A utilização de evidências científicas é fundamental para assegurar que a alocação de recursos públicos seja feita de maneira a garantir a efetividade de políticas e programas, de modo garantir saúde para as populações brasileiras. O fato é que nem todas as pessoas compreendem a definição das políticas públicas da mesma maneira. E por essa razão muitos profissionais de saúde desconsideram o quesito raça/cor negligenciando a produção de dados a serem utilizados para basear a tomada de decisão nos direcionamentos da política de saúde do país.

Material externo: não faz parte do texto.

PR #35, opened 2020-02-05
Configure jsx-a11y plugin for eslint. 

johnworth:
This also adds a lint script.

I think this is looking over now and commenting on even though it's a WIP. We'll have to fix up the existing components before merging, though, since they have existing a11y issues that are causing the CI actions to fail with the new eslint config.

### DIFF
--- a/src/__tests__/__snapshots__/apps.js.snap
+++ b/src/__tests__/__snapshots__/apps.js.snap
@@ -20,11 +20,15 @@ exports[`App Tile renders 1`] = `
       <div
         className="_class-avatar-106"
       >
-        <div>
+        <div
+          onClick={[Function]}
+          onKeyPress={[Function]}
+          role="button"
+          tabIndex="0"
+        >
           <img
             alt="avatar"
             id="appListing.676846d4-854a-11e4-980d-7f0fcca75dbb.card"
-            onClick={[Function]}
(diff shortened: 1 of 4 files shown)


psarando:
Yeah, let's give it a shot. Maybe all the warnings should be fixed and included in this PR (as you mentioned), then we can an idea of everything this is catching.

johnworth:
> Yeah, let's give it a shot. Maybe all the warnings should be fixed and included in this PR (as you mentioned), then we can an idea of everything this is catching.

I've updated the pull request to fix the reported a11y issues. It's no longer in the WIP state.

src/__tests__/__snapshots__/apps.js.snap
```diff
@@ -1162,11 +1176,15 @@ exports[`App Tile renders 1`] = `
       <div
         className="_class-avatar-106"
       >
-        <div>
+        <div
+          onClick={[Function]}
+          onKeyPress={[Function]}
```
ianmcorvidae: I hate to be the bearer of bad news, but I think `onKeyPress` is the non-recommended one here D:

https://developer.mozilla.org/en-US/docs/Web/API/GlobalEventHandlers/onkeypress mentions it's deprecated and recommends using onkeydown instead.

slr71: Ah, good catch.

PR #41, opened 2020-02-11
Global styles

sri2k1us:
- Add Roboto font family
- Remove Body scroll. AppBar, NavBar and Table header will remain sticky.
- Add CyVerse Fav icon 
This is on top #23. So it is sufficient to review only last 4 commits.

image

image


src/components/data/listing/TableView.js
```diff
@@ -87,7 +87,7 @@ function TableView(props) {
     const tableColumns = getTableColumns(isMedium, isLarge);
 
     return (
-        <TableContainer component={Paper}>
+        <TableContainer component={Paper} style={{minHeight: 480, maxHeight: isMedium ? 1024 : 600}}>
```
ash3rz: 🤔 Do we want a max height?

sri2k1us: I don't think scrollbars will show up without maxHeight

src/server/index.js
```diff
@@ -131,9 +131,15 @@ app.prepare()
         logger.info("adding the api router to the express server");
         server.use("/api", api);
 
+        //map root to Dashboard
+        server.get("/", (req, res) => {
+            app.render(req, res, "/dashboard", undefined);
+        });
```
johnworth: This feels like routing logic that should be in the UI instead of the server. Maybe doing something like this somewhere? 

https://stackoverflow.com/a/58182678

src/components/data/listing/TableView.js
johnworth: I don't know if it's related to the maxHeight, but I can't see the footer on the table when the full listing is > 1 page.

src/server/index.js
sri2k1us: Good catch 👍 . With express, the actual doesn't get updated so I wasn't really happy it anyway.

src/components/data/listing/TableView.js
```diff
@@ -87,7 +87,13 @@ function TableView(props) {
     const tableColumns = getTableColumns(isMedium, isLarge);
 
     return (
-        <TableContainer component={Paper}>
+        <TableContainer
+            component={Paper}
+            style={{
+                minHeight: 320,
+                maxHeight: isMedium || isLarge ? 800 : 320,
```
ash3rz: I _think_ (haven't tried this) we can get away with doing something like `100vh` (see Relative Lengths [here](https://www.w3schools.com/cssref/css_units.asp)).  The only thing is there might have to be a calculation to subtract the height of the app bar and navigation for it to work properly.  That could get complicated, but I think it might serve us better than having a set height.  (Again, don't know if it'll actually work, but I think it will)

src/components/navigation/Navigation.js
```diff
@@ -19,18 +19,139 @@ import { makeStyles, useTheme } from "@material-ui/core/styles";
...
+        borderRadius: 0,
+        width: 200,
+        height: 50,
+        backgroundColor: theme.palette.primary.main,
+        color: theme.palette.white,
+    },
+
+    dashboardButton: {
+        backgroundImage: `url("/dashboard.png")`,
+        backgroundPosition: "15px 10px",
```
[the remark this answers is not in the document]
sri2k1us: I can give that a shot!

src/components/appBar/CyVerseAppBar.js
```diff
@@ -112,71 +105,55 @@ function CyverseAppBar(props) {
...
-                            id={build(ids.APP_BAR_BASE_ID, ids.SEARCH)}
-                        >
+                        <div className={classes.search}>
                             <div className={classes.searchIcon}>
-                                <SearchIcon />
+                                <SearchIcon color="primary" />
                             </div>
                             <InputBase
-                                placeholder={formatMessage(intl, "search")}
+                                placeholder="Search…"
```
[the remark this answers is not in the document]
sri2k1us: Actually I rewrote most of the code in this page to get the new Look and Feel. This is more of a WIP now since, I still have to get it working with small screens.

src/components/appBar/CyVerseAppBar.js
```diff
@@ -225,7 +202,10 @@ function SearchOptions(props) {
                 <Button
                     id={build(ids.APP_BAR_BASE_ID, ids.SEARCH_FILTER_BTN)}
                     onClick={handleClick}
-                    style={{ backgroundColor: theme.palette.white }}
+                    style={{
+                        backgroundColor: theme.palette.primary.main,
+                        color: theme.palette.white,
```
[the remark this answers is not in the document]
sri2k1us: > LGTM 👍
> 
> I made a few minor `theme` suggestions, and it seems like we need i18n messages in the app bar.
> I also agree with @ash3rz that we should try out a relative height for the table contents.

Thanks for reviews. I am gonna close this PR for now since I still have to get it working with small screens and do some cleans ups.

sri2k1us:
> LGTM 👍
> 
> I made a few minor `theme` suggestions, and it seems like we need i18n messages in the app bar.
> I also agree with @ash3rz that we should try out a relative height for the table contents.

Existe ainda a diferenciação da maneira com a qual os dados são coletados: em alguns lugares coletam negros ao invés de pretos e pardos, em outros existe o campo “ignorado”, no qual não há preenchimento do campo. Nesse sentido a Portaria nº 344 de 01 de fevereiro de 2017 vem como retorno das reivindicações do movimento negro, assim como das redes negras em saúde, vem abranger a obrigatoriedade do preenchimento do quesito raça/cor, assim como a padronização na forma de coletar o mesmo. No entanto não define a necessidade de retirada de campo “ignorado” dos sistemas de informação. Do mesmo modo que não se pode ignorar o fato de alguém ser mulher/homem, ou criança/jovem/adulto/idoso, orientação sexual, ou ainda residir em espaço urbano/rural/comunidade tradicional, não se pode ignorar o pertencimento racial de cada indivíduo.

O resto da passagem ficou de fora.